There are many circumstances where you can get fired for being sick. Learn about the exceptions to this, and how to increase your chances of keeping your job.
Too Sick to Work?
If it doesn’t look like you’ll be able to return to work for some time due to an illness, you might ask, “Can you get fired for being sick?" Your doctor may insist that you stay home to recover, and your employer may ask you to stay away from the job site if your presence could spread illness or disease to your co-workers. When you don’t have a choice, it can be frustrating to face the possibility of losing your job. The employer does have a right to fire you for being sick, as long as it’s not related to a pregnancy.

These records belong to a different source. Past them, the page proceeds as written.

PR #3, opened 2020-09-09
Initial data structs for forms, autocomplete, and modals

levb:


larkox (approved):

server/cloudapps/form.go
```diff
@@ -0,0 +1,71 @@
...
+	// RefreshOnChangeTo indicates that changes to the listed fields must reload
+	// the list (and reset the current value if the old one is not available).
+	RefreshOnChangeTo []string `json:"refresh_on_change_to,omitempty"`
+	RefreshURL        string   `json:"url,omitempty"`
+}
+
+type textElementProps struct {
+	Subtype   string `json:"subtype,omitempty"`
+	MinLength int    `json:"min_length,omitempty"`
+	MaxLength int    `json:"max_length,omitempty"`
```
mickmister, line 53: 👍

server/cloudapps/autocomplete.go
```diff
@@ -0,0 +1,38 @@
+package cloudapps
+
+type Autocomplete struct {
+	Form
+}
+
+type autocompleteElementProps struct {
+	FlagName string `json:"flag_name"`
```
mickmister, line 8: Can we have this be `FieldName` or something similar? Mainly because I want to include positional arguments here

mickmister (approved):

server/cloudapps/form.go
```diff
@@ -0,0 +1,71 @@
...
+
+const (
+	ElementTypeCommand       = ElementType("command")
+	ElementTypeText          = ElementType("text")
+	ElementTypeStaticSelect  = ElementType("static_select")
+	ElementTypeDynamicSelect = ElementType("dynamic_select")
+	// ElementTypeTime          = ElementType("time")
+	ElementTypeBool    = ElementType("bool")
+	ElementTypeUser    = ElementType("user")
+	ElementTypeChannel = ElementType("channel")
```
mickmister, line 23: We also need a `textarea` type that is already supported by the interactive dialogs

server/cloudapps/autocomplete.go
levb: `elementProps` already has a `Name` - which is the JSON name - is it not sufficient? Or you want display names for positional arguments (not sure if it makes sense - where would they be displayed?)

server/cloudapps/form.go
```diff
@@ -0,0 +1,71 @@
...
+	Type ElementType `json:"type"`
+
+	// Name is the name of the JSON field to use when submitting
+	Name string `json:"name"`
+
+	// Description is long description, can be used in modals in addition to
+	// Label, and in Autocomplete as Help
+	Description string `json:"description,omitempty"`
+
+	IsRequired bool `json:"is_required,omitempty"`
```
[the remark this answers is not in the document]
levb: What exactly would the semantics be? Also, should it be `IsNotClearable` (better defaulting? depends on the semantics. Is this a React thing, or common-sense UX (asking in case there are naming implications)

server/cloudapps/form.go
levb: I _thought_ it was a subtype or some other flag - as a data type, only `text` makes sense. 2/5 separate presentation from encoding.

server/cloudapps/form.go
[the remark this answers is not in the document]
mickmister: None of the select boxes in the interactive dialog are clearable at the moment. 0/5 on how the developer can convey they want it clearable or not, but it needs to be supported. Maybe we should have them be clearable and not have the config field for it.

server/cloudapps/autocomplete.go
mickmister: > elementProps already has a Name - which is the JSON name - is it not sufficient?

The `Name` field works :+1:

United States Federal Family and Medical Leave Act
Federal laws in the United States provide some protection under the Family and Medical Leave Act (FMLA), which may prevent your employer from firing you for being sick. Not every employee or employer is covered. You would have to work for your employer for at least 12 months and for an additional 1,250 hours prior to the time that you ask your boss for sick leave. The employer has to have at least 50 employees, and meet other requirements. Under the federal FMLA, the answer to the question “Can you get fired for being sick?" depends on how serious the sickness is. The employer cannot fire you without being guilty of wrongful termination if the illness:
- Requires you to be hospitalized
- Involves multiple treatments
- Is related to taking time off to birth a child
Your employer must provide up to 12 weeks time off, but your employer is not required to pay you. The employer has a right and often will require proof from a physician that one of these conditions applies to your situation. States have their own version of FMLA, and it’s important to consult with an attorney or do your own research to see how your home state’s laws modify or add to the federal FMLA.
Yes, You Can Get Fired
If FMLA doesn’t cover your sickness, you can get fired. The employer has a right to expect your labor, and when you’re not there, the employer loses time and money. You do have some options that will help you survive employment termination, though. For example, an employer may fire you but offer you a severance package, if you’ve been with the company for some time. The money and benefits may be enough to hold you over until you recover and find another job.
The employer may even hire you at a later date, depending on the circumstances, the history of your relationship and how you responded to the firing. It’s also a good idea to save enough money to last you three months when you’re working, just in case you do get fired. You won’t have to panic about paying the bills as you’re recovering from an illness.
Although the answer to the question “Can you get fired for being sick?" is yes, you still have to protect your health. If you truly are unable to return to work, do the best you can to help your employer see that your request for time off is legitimate and necessary. If you do get fired and FMLA doesn’t apply, focus on recovery first, and then find another job.